Странные сближения. Книга первая - страница 31

Шрифт
Интервал


Пушкин вынул из внутреннего кармана слуховой рожок и приставил к стене.

Доносились голоса, но слов было не разобрать. Пришлось обходить дом, чтобы не быть замеченным из окна, и по стволу сохнущей айвы лезть наверх. С дерева Пушкин перепрыгнул на крышу. Упал удачно – на мягкую солому. Обняв трубу, Александр медленно выдохнул, успокаивая сердцебиение. Снова вынул слуховой рожок, отогнул латунные скобы на узком его конце и вытянул оттуда длинный кожаный шланг, прежде сложенный в рожке. Сунув один конец шланга в ухо, Пушкин стал медленно опускать болтающийся на другом конце рожок в дымоход.

В это время Енисеев, потерявший Француза из виду, покинул укрытие, прошёлся вдоль плетня, как бы прогуливаясь, увидел Пушкина на крыше, округлил глаза, но тут же собрался и неспешно двинулся в обратную сторону. Этого хватило, чтобы бородатый Миров в доме шепнул:

– Тише! За домом следят. На крыше ещё один. Говорим о живописи и медленно уходим.

– Ну я, к слову сказать, не могу назвать ни одного выдающегося русского мариниста, – услышал Александр далёкий голос.

– Вас погубит скромность, Андрей Васильевич!

Донёсся шум.

– Помогите-ка… Я уложу кисти. Благодарю вас. Ну вот, ничего не забыли?
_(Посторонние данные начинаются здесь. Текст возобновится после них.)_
PR #889, opened 2020-11-18
Fix #888, AsyncEventSourceMessage::send()

### LINKED ISSUE #888: AsyncEventSourceMessage::send() fails when message size > TCP_SND_BUF
Hi,

In file AsyncEventSource.cpp: When the SSE message size is greater than the size reported by AsyncClient::space(), which is the LWIP TCP send buffer space (CONFIG_LWIP_TCP_SND_BUF_DEFAULT, set to 5744 bytes), the event message is not sent correctly.

In function AsyncEventSourceMessage::send(), the call to "client->add()" is made using the "_data" message buffer.
While "client->add()" has a maximum message size limit of TCP_SND_BUF size, this is only added to the "_sent" bytes data member, but that property is never evaluated. There is no offset added to the _data buffer index, nor is the _data buffer ever consumed. (Until deletion, that is).

From the code:
```size_t AsyncEventSourceMessage::send(AsyncClient *client) {
  const size_t len = _len - _sent;
  if(client->space() < len){
    return 0;
  }
  size_t sent = client->add((const char *)_data, len);  <====== No offset, always starts from beginning of buffer
  if(client->canSend())
    client->send();
  _sent += sent;
  return sent; 
}
```
This simply does not work.

The following code does, this was just now tested with SSE messages of 16 kB size:

```
// This could also return void as the return value is not used.
// Leaving as-is for compatibility...
size_t AsyncEventSourceMessage::send(AsyncClient *client) {
    if (_sent >= _len) {
      return 0;
    }
    const size_t len_to_send = _len - _sent;
    auto position = reinterpret_cast<const char*>(_data + _sent * sizeof(*_data));
    const size_t sent_now = client->write(position, len_to_send);
    _sent += sent_now;
    return sent_now;
}
```
PR follows; please let me know if there are any issues.

ul-gh:
Tested with 16 kB message size: Respect number of already sent bytes
in successive calls to AsyncEventSourceMessage::send()

### DIFF
--- a/src/AsyncEventSource.cpp
+++ b/src/AsyncEventSource.cpp
@@ -137,16 +137,17 @@ size_t AsyncEventSourceMessage::ack(size_t len, uint32_t time) {
   return 0;
 }
 
+// This could also return void as the return value is not used.
+// Leaving as-is for compatibility...
 size_t AsyncEventSourceMessage::send(AsyncClient *client) {
-  const size_t len = _len - _sent;
-  if(client->space() < len){
-    return 0;
-  }
-  size_t sent = client->add((const char *)_data, len);
-  if(client->canSend())
-    client->send();
-  _sent += sent;
-  return sent; 
+    if (_sent >= _len) {
+      return 0;
+    }
+    const size_t len_to_send = _len - _sent;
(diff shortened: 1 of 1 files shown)


ul-gh:
Pushed again because this somehow did not link to the issue..

PR #39550, opened 2023-05-22
Refine the triggering of e2e-presubmit job

osherdp:
This should ignore changes in files that doesn't have any effect on the product itself, the build process or the e2e testing logic. For those cases we'll skip running the e2e-presubmit job, and for the other cases we'll always run this flow.

Closes [OCM-830](https://issues.redhat.com//browse/OCM-830)


bardielle (approved):
/lgtm

PR #39552, opened 2023-05-22
[WIP] Add heterogeneous IBM cloud VPC setup

werled:
Adds code for setting up additional worker nodes on IBM cloud VPC and a workflow that includes setup and e2e test.


werled:
Included in #40253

Пушкин махнул Раевскому, и тот, коротко кивнув, вынул пистолет.

Дом взорвался.


Цветком раскрылись стены, распираемые изнутри жарким чудищем, не желающим более таиться; сломало и выбросило высоко вверх балки крыши, мгновенно вспыхнувшая солома рухнула внутрь, туда, где прежде были комнаты. Камни, ещё недавно составлявшие печь, разлетелись шрапнелью, и лишившееся преграды пламя вырвалось и поднялось – громадное, тёмное.

Александр Раевский откатился, закрывая лицо, оглушённый и ослеплённый. Тут же вскочил и бросился к горящим развалинам. Енисеев, чёрный от копоти, с обгоревшими усами, уже оттаскивал первое бревно, будто надеялся вручную разобрать огненную гробницу Француза. Но тут из дыма к ногам Максим Максимыча с диким криком выкатился в горящем сюртуке Пушкин. На него набросились, стали тушить, засыпать в четыре руки песком.

Пушкина спасли солома и балки, замедлившие падение. В результате сгорели брови, были серьезно обожжены правая рука и левая щека, правая щека неглубоко порезана. От костюма осталось чуть меньше, чем от аммонитских городов после ухода войска Давидова.